■ PROBLEM TO SOLVE
Pull every line with the word "terms" out of the entries below.

-- MATERIAL PROVIDED follows --

PR #8671, opened 2025-02-17
Chore: Improve CI error scenarios

makelicious:
- Fail chromatic on unreviewed changes.
- Fix chromatic cases where storybook item was unable to render due missing suspense handling
- Skip e2e trigger and deploy when label is not set. (previously failed to task)
- **REQUIRE** `e2e-listen`  to pass in order to merge (configured outside the PR but complimentary)


.github/workflows/deploy-to-feature-environment.yml
```diff
@@ -53,6 +53,7 @@ jobs:
           echo "PR_NUMBER=${PR_NUMBER}" >> $GITHUB_ENV
 
       - name: Check for "🚀 Ready to deploy" label
+        if: contains(steps.check-labels.outputs.labels, '🚀 Ready to deploy')
```
rikukissa, line 56: Is this intentional?
```suggestion
        if: contains(steps.check-labels.outputs.labels, '🚀 Ready to deploy')
```

PR #8685, opened 2025-02-17
Events v2: apply dot to underscore separator formatting to messages from client.csv

rikukissa:
So not only for message descriptors but also messages defined by client.csv. 
CC: https://github.com/opencrvs/opencrvs-countryconfig/pull/422

## Before ❌ 
image

## After ✅
image

---

## Before ❌ 
image

## After ✅
image


packages/client/src/v2-events/features/workqueues/utils.tsx
```diff
@@ -58,25 +58,36 @@ function convertDotInCurlyBraces(str: string): string {
...
-          {
-            id: message.id,
-            description: message.description,
-            defaultMessage: convertDotInCurlyBraces(
-              message.defaultMessage as string
-            )
-          },
-          variables
-        )
-        // When multiple variables are provided, we trim to ensure empty content in case both are missing.
```
makelicious, line 76: We can keep the comment and maybe add another one, or write a test case for the fixed issue

makelicious (approved):

packages/client/src/v2-events/features/workqueues/utils.tsx
rikukissa: Both done 👍

tareq89 (approved):
LGTM

packages/client/src/v2-events/features/workqueues/utils.test.tsx
makelicious, line 1: Good stuff! Could we have one for case when the value is missing?

makelicious (approved):

PR #8708, opened 2025-02-19
fix(ocrvs-8602): check flag before sending notification

Zangetsu101:


packages/workflow/src/server.ts
```diff
@@ -59,6 +61,13 @@ export async function createServer() {
     }
   })
 
+  server.ext('onPreResponse', (request, h) => {
+    if (request.response instanceof Boom) {
+      logger.error(request.response)
+    }
+    return h.continue
+  })
+
```
Zangetsu101, line 70: We were losing unhandled errors for quite some time now. This should ensure that the errors are logged properly. @rikukissa This should be done for all the microservice imo

PR #8709, opened 2025-02-19
fix (ocrvs-8337) issue about father's/mother's details not available

bvenceslas:
[Issue 8337](https://github.com/opencrvs/opencrvs-core/issues/8337)


tumbledwyer (approved):
This works, although it's only a solution for the exact problem. 
Would be nice remove data which is hidden from in the form in general. Although that could be a bit more in depth.
@rikukissa, are you happy with this approach?

PR #8710, opened 2025-02-19
fix(ocrvs-8516): determine assignment based on creation time

Zangetsu101:

### DIFF
--- a/packages/client/src/views/RecordAudit/RecordAudit.tsx
+++ b/packages/client/src/views/RecordAudit/RecordAudit.tsx
@@ -597,6 +597,12 @@ const BodyContent = ({
       status: wqStatus || draftStatus
     }
 
+    /*
+     * A previously assigned record might have been reassigned to another user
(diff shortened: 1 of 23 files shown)


packages/client/src/views/RecordAudit/RecordAudit.tsx
```diff
@@ -598,6 +597,14 @@ const BodyContent = ({
...
     }
 
+    if (
+      draft?.assignmentStatus?.createdAt &&
+      workqueueDeclaration?.registration?.assignment?.createdAt &&
+      workqueueDeclaration?.registration?.assignment?.createdAt >
+        draft?.assignmentStatus?.createdAt
+    ) {
+      declaration.assignment = workqueueDeclaration.registration.assignment
+    }
```
rikukissa, line 607: Could you add a comment here explaining the scenario and why this fixes it please?

rikukissa (approved):

PR #8712, opened 2025-02-19
fix(ocrvs-8670): use Frame in advancedSearch page

Zangetsu101:
image


naftis (approved):
Some pages remaining with `SysAdminContentWrapper`, wonder if there are issues incoming as the maintenance isn't similar to `Frame` I'd guess.

PR #8717, opened 2025-02-19
Events v2: client-side feature flag for showing Events v2 as the default view

rikukissa:
Adds a mechanism for the client to decide if they want Events v2 to be default or not regardless of environment variables in country config.

`http://localhost:3000/?V2_EVENTS=true`

Will set up a flag in local storage
image

that from that point forwards will dictate which view is render as default

### DIFF
--- a/packages/client/src/config.ts
+++ b/packages/client/src/config.ts
@@ -11,6 +11,20 @@
 
 type Config = typeof window.config
 
+/*
+ * The following logic is temporary logic so that Events v2 can be tested as the "primary"
+ * events. This will be removed once Events v2 is published.
+ *
+ * Country configuration, as part of its config can define a flag FEATURES.V2_EVENTS = true
+ * that enables the same mode. The following logic overrides that config and makes it configurable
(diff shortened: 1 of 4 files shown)


packages/client/src/config.ts
```diff
@@ -0,0 +1,36 @@
...
+ * This Source Code Form is subject to the terms of the Mozilla Public
+ * License, v. 2.0. If a copy of the MPL was not distributed with this
+ * file, You can obtain one at https://mozilla.org/MPL/2.0/.
+ *
+ * OpenCRVS is also distributed under the terms of the Civil Registration
+ * & Healthcare Disclaimer located at http://opencrvs.org/license.
+ *
+ * Copyright (C) The OpenCRVS Authors located at https://github.com/opencrvs/opencrvs-core/blob/master/AUTHORS.
+ */
+
```
makelicious, line 11: Could you add comment documenting the need and approach

makelicious (approved):

Issue #8343, opened 2025-01-16
Email all users feature has wrong To: address


euanmillar:
**Describe the bug**

When using the "email all users" feature by system admins who are upgrading production environments, the emails that users receive has a bug.

![Image](https://github.com/user-attachments/assets/9708f0ef-770c-47d9-83db-78e6e4b24303)

The address that appears in the To: line is not the same as the recipient's inbox email address.  It is for another user.

<img width="854" alt="Image" src="https://github.com/user-attachments/assets/14e80cfe-f387-4b9a-9fca-a2bdaa46ee59" />

**Steps to reproduce**

1. Login as a system administrator
2. Send a test email to all users by using the feature
3. Notice that the To address in the emails which are received is hardcoded to be the first user's email address - it is hardcoded to the first item in the bcc array [here](https://github.com/opencrvs/opencrvs-core/blob/dc318cf4c631af5e0236ba6f799bb7d3bb9878d1/packages/notification/src/features/email/service..ts#L99).  

This hardcoding exposes that users email address to all other users.

**Expected behaviour**

If the To email address was the system administrator's email address, then it would be natural that all staff members already know this address and not such a concern.

Version:

- v1.6.1

**Country Configuration Version:**

- v1.6.1

**Steps to fix:**

- [ ] We need to instead set this to the logged in user's email address.  We can find out all the details of the logged in user by decoding the JWT in the Authorization header and getting access to the usersId from it.  The userId can be sent to a getUser function.  The full user object is returned and we can access the email address for the user.  This can then be passed through to this function from the handler and the hardcoded item can be replaced.

[This](https://github.com/opencrvs/opencrvs-core/blob/22ae098fe48f3d840e70ed1b135d879f58e06724/packages/notification/src/features/email/all-user-handler.ts#L20) is the handler in the notification package at the beginning of the thread. 

[Here](https://github.com/opencrvs/opencrvs-core/blob/22ae098fe48f3d840e70ed1b135d879f58e06724/packages/gateway/src/features/registration/utils.ts#L42) is an example of how the userId can be received from an auth header and the getUser method being used in the gateway microservice

[...]

PR #8754, opened 2025-02-24
fix(ocrvs-8343) add user email to email all user feature

bvenceslas:
[Farajaland PR](https://github.com/opencrvs/opencrvs-farajaland/pull/1242)

[e2e](https://github.com/opencrvs/e2e/pull/29)

[Issue - 8343](https://github.com/opencrvs/opencrvs-core/issues/8343)

### DIFF
--- a/CHANGELOG.md
+++ b/CHANGELOG.md
@@ -1,5 +1,19 @@
 # Changelog
 
+## 1.7.1 Release candidate
+
+### Breaking changes
+
+### New features
+
+### Improvements
+
+### Deprecated
+
+### Bug fixes
+
+- Fix the "email all users" feature by setting the _To_ email to the logged user's email [#8343](https://github.com/opencrvs/opencrvs-core/issues/8343)
+
 ## 1.7.0 Release candidate
 
 ### Breaking changes
--- a/CHANGELOG.md
+++ b/CHANGELOG.md
@@ -1,19 +1,5 @@
 # Changelog
 
-## 1.7.1 Release candidate
-
-### Breaking changes
-
-### New features
-
-### Improvements
-
-### Deprecated
-
-### Bug fixes
-
-- Fix the "email all users" feature by setting the _To_ email to the logged user's email [#8343](https://github.com/opencrvs/opencrvs-core/issues/8343)
-
 ## 1.7.0 Release candidate
 
 ### Breaking changes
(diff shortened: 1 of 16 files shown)


CHANGELOG.md
```diff
@@ -1,5 +1,19 @@
...
+### New features
+
+### Improvements
+
+### Deprecated
+
+### Bug fixes
+
+- Fix the "email all users" feature by setting the _To_ email to the logged user's email [#8343](https://github.com/opencrvs/opencrvs-core/issues/8343)
+
```
Zangetsu101, line 16: As we are including this in v1.7.0, could you remove this block and move the changelog to the 1.7 section please?

packages/notification/src/features/email/service..ts
```diff
@@ -28,11 +29,13 @@ interface AllUsersEmailPayloadSchema {
...
 
 export async function sendAllUserEmails(request: Hapi.Request) {
+  const userDetails = await getUserDetails(request)
+  const recipientEmail = userDetails?.emailForNotification
   const payload = request.payload as AllUsersEmailPayloadSchema
   await preProcessRequest(request)
   await NotificationQueue.create(payload)
   if (!isLoopInprogress) {
-    loopNotificationQueue(request.server)
+    loopNotificationQueue(recipientEmail, request.server)
```
Zangetsu101, line 38: @bvenceslas sending the `recipientEmail` to the `loopNotificationQueue` function is probably not the right approach. Because what the `loopNotificationQueue` does in short is that it finds if there are any notifications in the queue and forwards it to notification microservice. Now let's say there are some other notifications in the queue initiated by other users (for whatever reason they had failed at the time that's why they are in the queue), now when the `loopNotificationQueue` gets initiated with the new `recipientEmail`, the previous notifications will also be built such that they were sent by this user.

So imo, change the `NotificationQueue` payload to include the `recipientEmail`. Now to keep things backward compatible, it might be easier to just do something like `[ recipientEmail, ...bcc ]`

Zangetsu101 (changes requested):

packages/notification/src/model/notificationQueue.ts
```diff
@@ -18,6 +18,7 @@ const errorSchema = {
 const notificationQueueSchema = new Schema({
   subject: { type: String, required: true },
   body: { type: String, required: true },
+  recipientEmail: { type: String, required: true },
```
Zangetsu101, line 21: Let us suppose there were some notifications pending on the `NotificationQueue` before we deploy this change and after deploying we will be "assuming" `recipientEmail` is available in the previous entries as well

packages/notification/src/features/email/service..ts
```diff
@@ -87,16 +93,21 @@ async function findOldestNotificationQueueRecord() {
...
+  record: NotificationQueueRecord
+) {
+  const filteredRecord = record.bcc.filter((item) => item !== recipientEmail)
+
   return notifyCountryConfig(
     {
       email: 'allUserNotification',
       sms: 'allUserNotification'
     },
-    { email: record.bcc[0], bcc: record.bcc.slice(1) },
```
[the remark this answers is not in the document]
bvenceslas: Yeah, I understand, let me modify the approach

Zangetsu101 (approved):

PR #8758, opened 2025-02-25
Feat/scope based declaration

makelicious:
feature:
- Introduce scope based views for declare flow (without changing what event gets triggered)
- Create storybook views for different user types

Misc:
- Use withSuspense in all route components
- Use shared fixture for both client and events service
- Use shared data generator for events
- Use data generators on client
- Extend `withSuspense` to allow components with children

To prepare for demo, I have split the work more granularly.


packages/client/src/v2-events/features/events/fixtures.ts
makelicious, line 1: Removed in favor of commons/fixtures

packages/commons/src/events/test.utils.ts
makelicious, line 1: Moved from under events/ to share between client and backend

packages/commons/src/fixtures/tennis-club-membership-event.ts
makelicious, line 1: Synced with countryconfig, the replacement will be done on next step separately

packages/client/src/v2-events/features/events/actions/declare/Review.tsx
```diff
@@ -88,6 +80,171 @@ const messages = defineMessages({
...
+  scopes?: Scope[]
+}) {
+  const incomplete = validationErrorsInActionFormExist(
+    formConfig,
+    form,
+    metadata
+  )
+
+  const isDisabled = incomplete
+    ? !!scopes?.includes(SCOPES.RECORD_SUBMIT_INCOMPLETE)
```
jamil314, line 212:
```suggestion
    ? !scopes?.includes(SCOPES.RECORD_SUBMIT_INCOMPLETE)
```
Should be disabled when inComplete && scopes does not include `SCOPES.RECORD_SUBMIT_INCOMPLETE`. Or is there something I am missing?

makelicious: Thanks, you are right 🙏

Keksike (approved):
Went through this together with Markus 👍

Found a few bugs but they seem to be unrelated to this PR

PR #10437, opened 2025-09-10
WIP: create print button for offline certificate printing

bvenceslas:
## Description

## Checklist


packages/client/src/v2-events/hooks/useUserDetails.ts
```diff
@@ -28,12 +28,16 @@ export function useUserAddress() {
     const provinceId = district?.partOf.split('/')[1]
 
     return {
+      name: `${userDetails.name[0].firstNames} ${userDetails.name[0].familyName}`,
+      role: userDetails.role.id,
```
rikukissa, line 32: Do these affect anything other if user fields are used as default values for an input? What's your use case @pankaj-pant @bvenceslas

bvenceslas: @rikukissa We are using these values when in the form we need to have by default the name of the loggedIn user in a text field, although it editable, this is based on the requirements of the offline flow — Madagascar

rikukissa: @bvenceslas can we instead of just a name string, do this structure instead

```
{
  firstname: 'John',
  middlename: 'Lucas',
  surname: 'Doe'
}
```

The string might not be enough as then countries cannot control which parts of the name they want prefilled and in what order 🤔

bvenceslas: I have done that, and in the form I can only get one value,
I didn't succeed to get the two values in a single default value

-- MATERIAL PROVIDED concluded --

■ ANSWER SPACE
+ * This Source Code Form is subject to the terms of the Mozilla Public
+ * OpenCRVS is also distributed under the terms of the Civil Registration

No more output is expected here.